Saved entries:
=== Begin Enclosure ===

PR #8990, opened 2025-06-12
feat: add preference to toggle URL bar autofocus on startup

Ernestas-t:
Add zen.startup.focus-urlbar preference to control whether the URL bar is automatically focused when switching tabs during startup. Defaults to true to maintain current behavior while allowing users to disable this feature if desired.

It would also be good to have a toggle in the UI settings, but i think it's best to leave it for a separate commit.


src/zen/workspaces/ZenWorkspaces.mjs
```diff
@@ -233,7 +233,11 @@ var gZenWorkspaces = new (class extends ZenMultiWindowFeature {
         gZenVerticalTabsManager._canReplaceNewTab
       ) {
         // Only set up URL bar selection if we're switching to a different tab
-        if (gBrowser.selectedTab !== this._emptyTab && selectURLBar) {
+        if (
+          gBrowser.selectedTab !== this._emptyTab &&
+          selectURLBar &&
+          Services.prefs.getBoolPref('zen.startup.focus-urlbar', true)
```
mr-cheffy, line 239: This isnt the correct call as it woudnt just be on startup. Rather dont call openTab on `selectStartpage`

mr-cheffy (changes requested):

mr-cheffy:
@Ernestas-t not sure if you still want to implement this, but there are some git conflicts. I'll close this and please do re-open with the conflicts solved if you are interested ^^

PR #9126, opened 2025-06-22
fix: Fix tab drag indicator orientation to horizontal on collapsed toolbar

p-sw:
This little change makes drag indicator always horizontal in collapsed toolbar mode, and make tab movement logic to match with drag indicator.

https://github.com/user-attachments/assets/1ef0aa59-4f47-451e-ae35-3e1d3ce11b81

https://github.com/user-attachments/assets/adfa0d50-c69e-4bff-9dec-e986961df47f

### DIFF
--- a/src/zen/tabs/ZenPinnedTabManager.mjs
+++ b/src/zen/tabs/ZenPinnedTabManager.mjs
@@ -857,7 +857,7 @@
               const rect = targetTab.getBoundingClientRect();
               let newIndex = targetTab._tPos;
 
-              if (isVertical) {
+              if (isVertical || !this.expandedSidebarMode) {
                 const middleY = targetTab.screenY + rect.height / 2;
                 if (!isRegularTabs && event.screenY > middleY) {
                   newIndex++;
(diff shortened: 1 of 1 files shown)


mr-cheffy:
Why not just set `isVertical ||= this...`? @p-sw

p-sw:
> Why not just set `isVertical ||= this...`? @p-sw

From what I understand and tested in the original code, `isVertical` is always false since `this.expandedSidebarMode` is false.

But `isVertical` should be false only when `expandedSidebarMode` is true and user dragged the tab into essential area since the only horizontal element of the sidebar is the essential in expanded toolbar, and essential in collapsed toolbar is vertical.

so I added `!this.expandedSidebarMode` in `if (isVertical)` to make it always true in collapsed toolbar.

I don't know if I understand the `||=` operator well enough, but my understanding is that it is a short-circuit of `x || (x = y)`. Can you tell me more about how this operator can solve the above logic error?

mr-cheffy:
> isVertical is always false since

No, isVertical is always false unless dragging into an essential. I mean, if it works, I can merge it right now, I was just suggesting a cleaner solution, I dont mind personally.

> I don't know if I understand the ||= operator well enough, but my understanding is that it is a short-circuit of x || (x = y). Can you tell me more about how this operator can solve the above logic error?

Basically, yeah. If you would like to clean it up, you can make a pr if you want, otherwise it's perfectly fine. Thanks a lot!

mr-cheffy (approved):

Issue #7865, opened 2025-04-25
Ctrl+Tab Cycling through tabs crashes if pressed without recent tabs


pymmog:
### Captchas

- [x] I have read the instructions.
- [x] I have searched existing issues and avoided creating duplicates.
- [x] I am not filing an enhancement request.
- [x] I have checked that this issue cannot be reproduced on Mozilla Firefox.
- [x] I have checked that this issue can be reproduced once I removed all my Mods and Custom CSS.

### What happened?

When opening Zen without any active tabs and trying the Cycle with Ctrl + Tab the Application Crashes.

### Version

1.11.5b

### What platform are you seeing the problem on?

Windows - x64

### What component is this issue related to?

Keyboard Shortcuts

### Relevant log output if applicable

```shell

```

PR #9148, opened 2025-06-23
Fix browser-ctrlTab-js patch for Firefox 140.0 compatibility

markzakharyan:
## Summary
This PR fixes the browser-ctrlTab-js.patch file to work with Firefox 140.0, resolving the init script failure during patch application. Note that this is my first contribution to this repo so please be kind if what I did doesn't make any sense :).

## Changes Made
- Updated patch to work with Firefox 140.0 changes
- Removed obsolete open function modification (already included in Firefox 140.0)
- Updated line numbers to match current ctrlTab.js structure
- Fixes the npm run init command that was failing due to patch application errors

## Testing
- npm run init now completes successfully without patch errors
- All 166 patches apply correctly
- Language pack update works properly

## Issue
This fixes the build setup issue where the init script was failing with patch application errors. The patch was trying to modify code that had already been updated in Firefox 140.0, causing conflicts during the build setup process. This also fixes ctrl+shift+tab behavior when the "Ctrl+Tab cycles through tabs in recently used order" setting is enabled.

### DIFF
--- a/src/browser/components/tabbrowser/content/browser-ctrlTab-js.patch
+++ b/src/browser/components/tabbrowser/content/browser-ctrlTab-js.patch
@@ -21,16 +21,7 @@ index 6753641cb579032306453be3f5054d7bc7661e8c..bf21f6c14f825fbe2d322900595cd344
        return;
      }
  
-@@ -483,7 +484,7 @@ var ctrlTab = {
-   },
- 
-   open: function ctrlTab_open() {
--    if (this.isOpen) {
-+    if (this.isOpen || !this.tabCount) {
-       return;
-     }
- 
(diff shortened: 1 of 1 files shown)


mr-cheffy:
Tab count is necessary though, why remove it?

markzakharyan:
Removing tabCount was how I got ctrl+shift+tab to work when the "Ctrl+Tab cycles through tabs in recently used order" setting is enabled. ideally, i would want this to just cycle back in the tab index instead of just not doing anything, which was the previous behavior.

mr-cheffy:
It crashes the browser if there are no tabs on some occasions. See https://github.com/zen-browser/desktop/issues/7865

=== End Enclosure ===

§ ACTIVITY
Using the entries above, give back exactly the line containing "const middleY = targetTab.screenY", the line containing "in collapsed toolbar.", and every line between them, and nothing else.

§ PROBLEM SOLUTION
                 const middleY = targetTab.screenY + rect.height / 2;
                 if (!isRegularTabs && event.screenY > middleY) {
                   newIndex++;
(diff shortened: 1 of 1 files shown)


mr-cheffy:
Why not just set `isVertical ||= this...`? @p-sw

p-sw:
> Why not just set `isVertical ||= this...`? @p-sw

From what I understand and tested in the original code, `isVertical` is always false since `this.expandedSidebarMode` is false.

But `isVertical` should be false only when `expandedSidebarMode` is true and user dragged the tab into essential area since the only horizontal element of the sidebar is the essential in expanded toolbar, and essential in collapsed toolbar is vertical.

so I added `!this.expandedSidebarMode` in `if (isVertical)` to make it always true in collapsed toolbar.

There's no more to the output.